CILEGON – Dewan Pimpinan Cabang Federasi Serikat Pekerja Kimia, Energi, Pertambangan, Minyak, Gas Bumi dan Umum (DPC FSP KEP) meresmikan kantor sekretariat yang baru, di Bumi Rakata Asri kota Cilegon Sabtu, (5/05/2018).

Turut hadir dalam acara persemian tersebut Siruaya Utamawan Sekjen DPP FSPKEP, Ketua DPD Banten, Depelover, perwakilan dari APINDO dan Kepala Dinas Tenaga Kerja (Disnaker) Kota Cilegon Bukhori.

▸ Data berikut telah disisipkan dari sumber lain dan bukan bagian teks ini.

PR #8100, opened 2023-01-31
chore: track Sentry screen navigation

MounirDhahri:
### Description

Screenshot 2023-01-31 at 08 44 46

Dalam sambutannya Sekjen DPP FSP KEP Siruaya Utamawan mengucapkan selamat atas diresmikannya kantor DPC FSP KEP yang baru.

“Semoga dengan diresmikannya kantor DPC FSP KEP Kota Cilegon ini, Koordinasi dan Konsolidasi FSP KEP Kota Cilegon Menjadi semakin kuat dan semakin baik, ini bisa dijadikan contoh untuk yang lainnya,” tuturnya.

Sekjen FSP KEP dalam sambutannya mengatakan “Alhamdulillah saya sangat mengapresiasi atas terselenggaranya acara peresmian ini”, sekaligus Pemberian Santunan terhadap anak Yatim, berkat Kerjasama Pengurus DPC FSP KEP dan sumbangsih Seluruh pengurus DPC dan PUK Kota Cilegon,” Ujar Siruaya Utamawan. “Dan saya sangat bersyukur kepada Allah SWT yang telah memberikan Nikmat Rezeki serta nikmat yang telah diberikan Allah SWT,” tambahnya.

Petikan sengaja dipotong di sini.